France

Après les Gilets jaunes, les Gilets roses : les nounous sont en colère

Alors que leurs salaires peuvent n'être que de 1 000 euros bruts pour 45 heures de travail, les assistants maternels se rebiffent contre une réforme de leur allocation chômage, prévue à la baisse. Leur premier acte a débuté le 2 février.

Gilets jaunes,stylos rouges, et maintenant Gilets roses... La contestation sociale ne cesse de s'amplifier. Cette fois, ce sont les assistants maternels qui se mobilisent pour protester contre une réforme de leur allocation chômage. Le 2 février, 1 100 nounous sont descendues dans la rue dans toute la France, gilets roses sur le dos. A Paris, elles se sont regroupées devant le ministère de la Santé.

Anne Le Roy, référent des assistantes maternelles en colère pour le département du Nord et du pas de Calais, était l'une des 50 assistantes maternelles à défiler à Lille. Interrogée par RT France, elle conteste la nouvelle réforme prévue par le gouvernement, visant à introduire le cumul emploi chômage des professions d'aide à la personne. L'indemnisation d'aide au retour à l'emploi (ARE), que les assistants maternels touchent en cas d'activité réduite, chuterait, avec un manque à gagner pouvant atteindre 300 euros par mois.

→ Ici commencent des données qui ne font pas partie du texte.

Issue #1163, opened 2020-09-17
Allow pyspark-notebook build with archived Spark version


romainx:
Hello,

Two recent issues #1156 and #1161 have the same root cause. At this time the build of `pyspark-notebook` will only work with the set of versions available on the [Apache Spark download page](https://spark.apache.org/downloads.html), so it will not work with the archived versions.

To fix it, it sounds easy to switch to the [Spark release archives](https://archive.apache.org/dist/spark/) however the download mechanism used in the image is more clever because it uses the preferred mirror defined by a script before downloading the archive. This mechanism has been put in place in the PR #1009 in order to fix transient build errors and to avoid to put pressure on a specific download site. We should stick to the same principle if we want to support builds from Spark archives.

Another solution is simply not to change anything and only support Spark latest versions.

Best.

PR #1279, opened 2021-05-02
Install spark from archive.apache.org to be able to use old versions

mathbunnyru:
Fix: https://github.com/jupyter/docker-stacks/issues/1163

@romainx as you suggested, in your issue, we could use a spark archive to be able to build the old spark versions.

You said, that we will put pressure on a specific download site.
I think that's true, at the same time it's `https://spark.apache.org`.
The pressure we create is only a few builds per day (at max).
And I think there are not so many people, who rebuild our images from scratch (I think it's not needed in most cases).

I agree that this way is less clever than using the preferred site.
At the same time, it's much easier to use only one `wget` command.

If I'm right, we haven't tried `https://archive.apache.org` as a mirror so it might be reliable to use (I hope it is).

I think - let's give `archive` a try, if everything goes well for us (and users), we will get simpler dockerfile and ability to customize spark version.
If not, it should be easy to revert the commit.

### DIFF
--- a/docs/using/specifics.md
+++ b/docs/using/specifics.md
@@ -12,7 +12,7 @@ This page provides details about features specific to one or more images.
 
 You can build a `pyspark-notebook` image (and also the downstream `all-spark-notebook` image) with a different version of Spark by overriding the default value of the following arguments at build time.
 
-* Spark distribution is defined by the combination of the Spark and the Hadoop version and verified by the package checksum, see [Download Apache Spark](https://spark.apache.org/downloads.html) for more information.
+* Spark distribution is defined by the combination of the Spark and the Hadoop version and verified by the package checksum, see [Download Apache Spark](https://spark.apache.org/downloads.html) and the [archive repo](https://archive.apache.org/dist/spark/) for more information.
   * `spark_version`: The Spark version to install (`3.0.0`).
   * `hadoop_version`: The Hadoop version (`3.2`).
   * `spark_checksum`: The package checksum (`BFE4540...`).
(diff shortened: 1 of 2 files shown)


docs/using/specifics.md
```diff
@@ -12,7 +12,7 @@ This page provides details about features specific to one or more images.
 
 You can build a `pyspark-notebook` image (and also the downstream `all-spark-notebook` image) with a different version of Spark by overriding the default value of the following arguments at build time.
 
-* Spark distribution is defined by the combination of the Spark and the Hadoop version and verified by the package checksum, see [Download Apache Spark](https://spark.apache.org/downloads.html) for more information. At this time the build will only work with the set of versions available on the Apache Spark download page, so it will not work with the archived versions.
+* Spark distribution is defined by the combination of the Spark and the Hadoop version and verified by the package checksum, see [Download Apache Spark](https://spark.apache.org/downloads.html) for more information.
```
romainx, line 15:
```suggestion
* Spark distribution is defined by the combination of the Spark and the Hadoop version and verified by the package checksum, see [Download Apache Spark](https://spark.apache.org/downloads.html) and the [archive repo](https://archive.apache.org/dist/spark/) for more information.
```

romainx (commented):
Hello @mathbunnyru I understand and agree that it is worth trying this solution for the sake of simplicity and to permit to install old versions. Before that change, we had frequent failed builds. Let's check with the archive URL if it works fine.
I made a simple suggestion to mention the archive repo in the doc.

So let's try it!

«Actuellement nous avons jusqu’à quatre contrats avec des parents employeurs. Lorsqu’on en perd un, à cause d’un déménagement, ou parce que l'enfant change de mode de garde, on touche entre 57 et 75 % d’indemnisation, mais le gouvernement veut réduire ce taux. Ce n'est pas comme cela que le gouvernement va nous inciter à trouver du travail», se désole-t-elle, annonçant un salaire de 600 euros net. «Et comment retrouver en cours d'année un enfant à garder ? Je suis en pleine campagne je gagne 2,90 de l’heure», ajoute-t-elle, soulignant la difficulté pour les 328 000 assistantes maternelles de France (chiffre de 2016) de trouver des contrats dans certaines régions.

Si leur rémunération est complexe, variant selon le nombre d’enfants accueillis, les assistants maternels touchent entre 400 et 2 000 euros par mois, avec un volume horaire très important. «On est plutôt de l'ordre de 1 000 euros net par mois pour 45 heures de travail», explique Anne le Roy.  

Ils nous baissent l'allocation chômage alors qu'ils nous forcent à y être

Les difficultés des assistantes maternelles sont donc nombreuses, et confinent parfois à l'absurde. Pour Andrea Herbuvaux, interviewée par RT France, qui reçoit des enfants à Chennevières-sur-Marne (Val-de-Marne), la situation est devenue absurde. Elle a l'agrément pour garder quatre enfants mais avec certaines restrictions d'âge, qui ne s’appliquent pas dans toutes les régions. Elle se retrouve au chômage forcé puisque les services de l'enfance lui ont interdit de garder un enfant de 21 mois au lieu de 24 mois imposés dans son agrément. «Ils nous baissent l'allocation chômage alors qu'ils nous forcent à y être», se révolte-t-elle. 

«C'est un travail précaire vu que vous pouvez perdre un contrat à tout moment. Je vis seule et j'ai investi pour que mon appartement soit en totalité adapté aux enfants. J'aime mon travail et n'ai pas envie d'arrêter mais je me pose des questions avec cette réforme !», se plaint-elle. 

Les Gilets roses, qui vont contacter les députés dans chaque circonscription pour les sensibiliser à leur cause, prévoient un grand mouvement national le 9 mars.